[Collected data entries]
-*-*-

PR #71, opened 2017-07-07
Add css reset

### LINKED ISSUE #62: Add mobile viewport to application.html.erb
\<meta name="viewport" content="width=device-width, initial-scale=1, minimum-scale=1">

This will set the width of the document equal to the width of the viewing device whether that is a desktop or phone.  If you look at the page now on a mobile device (you can do this on chrome by going into developer tools and clicking on the image with 2 devices left of elements) you'll notice that everything is zoomed out in order to fit everything on the page.

### LINKED ISSUE #63: Add CSS Reset
off the top of my head things to add

html, body {
  padding: 0;
  margin: 0;
}

Edit:  Also move css away from asset pipeline into webpacker.

Exellin:
resolves #62, #63 

Application.css wouldn't work so kept it as a scss file.
Moved css away from asset pipeline into webpacker.


public/packs-test/manifest.json
```diff
@@ -1,3 +1,4 @@
 {
+  "application.css": "/packs-test/application.css",
```
pachonk: Is this needed?

app/javascript/stylesheets/reset.scss
```diff
@@ -0,0 +1,4 @@
+html, body {
```
pachonk: It's not uncommon to reset more like this one: http://cssreset.com/scripts/eric-meyer-reset-css/
I'm cool with whatever, just figured I'd point it out.

.travis.yml
```diff
@@ -2,8 +2,12 @@ language: ruby
 cache: bundler
 rvm:
   - 2.4.1
+before_install:
+  - nvm install node
+  - npm install yarn
 before_script:
   - bin/setup
+  - bin/yarn
```
pachonk: I might be worth running bin/yarn inside of bin/setup so it does it on fresh clones too.

app/javascript/stylesheets/reset.scss
Exellin: I don't like adding css that is not needed and not a fan of adding things like no list style by default.

I guess CSS reset might be a bad name for what I was trying to here, it was just removing the margin on the body of the document.  Then if we ever want to add a reset or default in the future (which we need) we will add it to this file.

.travis.yml
Exellin: done

bin/setup
```diff
@@ -19,7 +19,7 @@ chdir APP_ROOT do
   system('bundle check') || system!('bundle install')
 
   # Install JavaScript dependencies if using Yarn
-  # system('bin/yarn')
+  system('bin/yarn')
```
pachonk: Haha, that was already in there default, just commented?!

Exellin: Yeah

PR #74, opened 2017-07-07
Improve inventory and authorization tests

Exellin:


Exellin:
Not sure how to reduce the lines in the inventory name block.

spec/models/inventory_spec.rb
```diff
@@ -18,9 +18,18 @@
       expect(FactoryGirl.build(:inventory, name: Faker::Lorem.characters(256))).not_to be_valid
     end
 
-    it 'is invalid with a duplicate value' do
-      FactoryGirl.create(:inventory, name: 'duplicate')
-      expect(FactoryGirl.build(:inventory, name: 'Duplicate')).not_to be_valid
+    context 'uniqueness' do
```
pachonk: More of a describe than a context. context is usually used to say "when" like "when a user is authenticated"

spec/features/users/sign_in_spec.rb
```diff
@@ -16,6 +16,13 @@
   end
   
   scenario 'fails with invalid credentials' do
+    fill_in 'Email', with: 'wrong_email@example.com'
+    fill_in 'Password', with: 'wrong_password'
+    click_button 'Log in'
+    expect(page).to have_content('Invalid Email or password')
```
pachonk: Rather than expecting it TO SHOW an error, you should expect it to NOT successfully sign in.

pachonk:
There's a broken rubocop rule currently. We should probably ignore that rule on spec/ dir in .rubocop.yml.

Exellin:
I'm going to fix and rebase this pull request once we fix and pull in the user and inventory relationship pull request which also has the same error.

pachonk:
@Exellin needs rebase for travis to pass.

Exellin:
There are still a few changes I want to make on this which involve the other PR so I'm holding off for now.

Exellin:
@pachonk updated and ready for another review.

PR #75, opened 2017-07-07
Import application.scss into application.js 

Exellin:
Webpack wasn't rendering application.js properly as it was already serving a pack with the same name

### DIFF
--- a/app/javascript/application.scss
+++ b/app/javascript/application.scss
@@ -1,0 +1,2 @@
+@import 'stylesheets/reset.scss';
+@import 'stylesheets/alerts.scss';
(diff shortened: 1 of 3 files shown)


pachonk:
Is there a reason that it doesn't work as application?

pachonk:
Also, might want to name "stylesheet" since it's a single stylesheet in the end.

Exellin:
If you check out the application right now, you can't dismiss the flash messages.  Webpack doesn't give an error or anything, but when I looked at the source js file and did a ctrl f for flashDismiss or alert nothing came up.

PR #404, opened 2024-02-23
Re-roll pull/302 patch for compatibility with php-vcr 1.5.5.

bwood:
### Context
This is a re-roll of https://github.com/php-vcr/php-vcr/pull/302 to achieve a patch that is compatible with php-vcr 1.5.5.

```      
```

### What has been done

### How to test

### Notes


higidi:
Closing as stalled — duplicate of PR #302.

This targets the legacy 1.5 branch (milestone `1.5` is closed). PR #302 is the canonical fix against master. The 1.5 branch is no longer maintained — please use a current release.

PR #410, opened 2024-02-28
Remove trailing semicolon in Content-Type header

alexzabolotny:
### Context
One of the SOAP servers we use throws an error when it sees a trailing semicolon in the header value.

### What has been done

- Remove a trailing semicolon from "Content-Type" header in SoapHook. 

### How to test

- Unfortunately, the WSDL and the whole API is behind a firewall, so it's impossible to provide the working test case.
- Fortunately, the change is not against the HTTP specification.


azabolotnyi:
@higidi @adri any chance this can be merged before summer holidays? 🥺

alexzabolotny:
@higidi @adri any chance this can be merged before summer holidays? 🥺

Issue #329, opened 2020-11-15
Symfony HttpClient compatibility


pvgnd:
php-vcr does not seems to work with Symfony HttpClient. Here is the error:  
`RuntimeException: Unexpected error, could not find curl_getinfo in response or errors`

pvgnd:
I added integration tests but any help would be appreciated to identify the issue preventing php-vcr to work with Symfony HttpClient

nicodemuz:
Seems like this call in Symfony client is causing the error for me:
https://github.com/symfony/symfony/blob/6.1/src/Symfony/Component/HttpClient/Response/CommonResponseTrait.php#L143

StephanMeijer:
On my end no single request is being captured using Symfony's HTTP Client

pelletiermaxime:
Any chance that PRs #285 #286 #294 could be merged to support Symfony's http client ?

pelletiermaxime:
Hmmm well, I quickly tried the patches and they didn't fix symfony's client for me. I'm just going to use guzzle as my client for my library tests for now as I don't have time to debug this :/

cluster28:
Hi everyone,

My problem is during the multi performing in this [line](https://github.com/symfony/symfony/blob/5.4/src/Symfony/Component/HttpClient/Response/CurlResponse.php#L229) because there is not any response yet and I get this [Exception](https://github.com/php-vcr/php-vcr/blob/master/src/VCR/LibraryHooks/CurlHook.php#L276)

Hope we can fix that.

Thank you

ahmed-bhs:
@adri do you have any hints on how we might fix this ? If so, maybe we could contribute a solution.
Thanks in advance!

higidi:
PR #443 adds functional integration tests for `CurlHttpClient` and `NativeHttpClient`. Both sets of record/replay tests are currently skipped because they reproduce the bugs this issue describes:

**CurlHttpClient:** The `curl_getinfo()` call happens before `curl_multi_exec()` completes — reproduces the `RuntimeException: Unexpected error, could not find curl_getinfo in response or errors` from the issue description (CurlHook.php:280).

**NativeHttpClient:** `NativeHttpClient` passes HTTP headers as an array in the PHP stream context. `StreamHelper::createRequestFromStreamContext()` forwards this to `HttpUtil::parseRawHeader()` which expects a string, resulting in a `TypeError`. This is likely a second manifestation of the same compatibility gap.

[...]

PR #433, opened 2026-06-07
fix(http): emit \r\n line terminators in cURL header strings

higidi:
## Summary
- Header lines and status line emitted by `HttpUtil::formatHeadersForCurl`
  and `HttpUtil::formatAsStatusString` now end with `\r\n`, matching real
  cURL behaviour.
- `CurlHelper::handleOutput` reuses the same terminator for the
  end-of-headers sentinel passed to `CURLOPT_HEADERFUNCTION`.

## Background
Refs #329. Parsers such as `symfony/http-client::Response\CurlResponse`
locate the response body by the `\r\n` between header and body sections;
php-vcr emitted bare lines, breaking the replay. This adopts PR #294 by
@clemherreman (open since 2020-01).

## Notes
- The original commit (6dd0af7) is preserved with @clemherreman as
  author; cherry-pick conflicts (array-branch in `formatHeadersForCurl`,
  changed test paths) resolved in-place.
- A follow-up commit aligns the remaining unit-test expectations.
- Technically a behaviour change in `HttpUtil::formatHeadersForCurl`
  and `formatAsStatusString`, but any consumer relying on the prior
  bare-line output would already be incompatible with real cURL — we
  treat this as a bug fix rather than a BC break, suitable for the 1.9
  milestone.

## Test plan
- [x] Unit suite green: `docker compose run --rm workspace80 composer test`
- [x] phpstan/cs/ec green
- [x] Matrix sanity on PHP 8.1–8.4

### DIFF
--- a/src/VCR/Util/CurlHelper.php
+++ b/src/VCR/Util/CurlHelper.php
@@ -54,7 +54,7 @@ class CurlHelper
         if (isset($curlOptions[\CURLOPT_HEADERFUNCTION])) {
             $headerList = [HttpUtil::formatAsStatusString($response)];
             $headerList = array_merge($headerList, HttpUtil::formatHeadersForCurl($response->getHeaders()));
-            $headerList[] = '';
+            $headerList[] = "\r\n";
             foreach ($headerList as $header) {
                 self::callFunction($curlOptions[\CURLOPT_HEADERFUNCTION], $ch, $header);
             }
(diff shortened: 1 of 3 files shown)


clemherreman:
Hi! This is insane, a 7 year old PR merged :open_mouth: 

Kudos to you @higidi for bringing that project back to life, and even fixing frigging 8yo bugs. This is definitely not something I ever thought :d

-*-*-

Work order:
Show the lines above with "HttpUtil".

Solution for this task:
**NativeHttpClient:** `NativeHttpClient` passes HTTP headers as an array in the PHP stream context. `StreamHelper::createRequestFromStreamContext()` forwards this to `HttpUtil::parseRawHeader()` which expects a string, resulting in a `TypeError`. This is likely a second manifestation of the same compatibility gap.
- Header lines and status line emitted by `HttpUtil::formatHeadersForCurl`
  and `HttpUtil::formatAsStatusString` now end with `\r\n`, matching real
- Technically a behaviour change in `HttpUtil::formatHeadersForCurl`
             $headerList = [HttpUtil::formatAsStatusString($response)];
             $headerList = array_merge($headerList, HttpUtil::formatHeadersForCurl($response->getHeaders()));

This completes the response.